Maple syrup is here again! There’s also a sense of brandied cherries dipped in dark chocolate next to plenty of oak and caramel and we’re still only talking about the nose of this one. The sip has a cedar bark depth that counterpoints the rich caramel sweetness and apple pie, buttery crust, and nutmeg and cinnamon filling. A peppery spice arrives late to counter all that sweetness as the sip fades towards a wisp of smoke on the very end.
The high ABVs mean that this is a solid choice for a cocktail, especially a toddy or a smash. But, I really dig it just on the rocks.
High West American Prairie Bourbon Whiskey
Distillery: High West Distillery, Park City, UT (Sourced)
Average Price: $35
Utah’s High West is another example of the power of sourcing to create a solid whiskey. In this case, a two-year-old, six-year-old, and 13-year-old bourbons are blended by the High West team to create a distinctly western feeling bourbon. The whiskey also funnels part of the profits from this bottle to help fund the American Prairie Reserve, which is working to create the largest wildlife reserve in the lower 48.
Fairground caramel apples and pods of vanilla lead the way. The sip dives into pans of cornbread with melting butter mingling with a slight bailed hay presence that’s then counterpointed by a creamy nougat full of dark spices. The dram then circles back around to that caramel apple and vanilla as it slowly fades while it warms.
This is a strong contender at this price range. It’s complex enough to drink on the rocks but really shines as a cocktail base.
Distillery: Jim Beam, Clermont, KY (Beam Suntory)
Average Price: $18
Yes, Jim Beam in under-appreciated. Yes, it’s also ubiquitous. Still, this classic bourbon is a classic for a reason. But, right now it’s more hip to say you prefer Evan Williams or even Old Grand-Dad (which is made by Jim Beam). Look, Jim Beam is cheap and it actually a quality bourbon. What more could you want?
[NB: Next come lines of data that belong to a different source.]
PR #292, opened 2025-01-28
chore(master): Update includes

lgsilva3087:
Previously, there were too many unused includes.

This commit removes the unneeded includes in the master files.
The includes were also sorted according clang-format, except for:

- common/platform.h is the first and should be in a separate group.
- If it is a .cc with associated .h, then the .h follows
  common/platform.h. Also in a separate group.
- Then the system libraries/dependencies (sorted by clang-format).
- Then the saunafs includes.

### DIFF
--- a/src/main/main.cc
+++ b/src/main/main.cc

The caramel sweetness is bold up top with the vanilla, corn, and fruit making appearances. The oak is lingering in the background but never pronounced next to the caramel corn and vanilla. The spice arrives late as the sip fades quickly with a lightness that’s pleasant.
This is always going to be cheap and accessible. It’s also perfectly fine for making cocktails at a party when you don’t want to spend $50 on a bottle of booze. It’s fine for shots with a beer back and it works in a highball.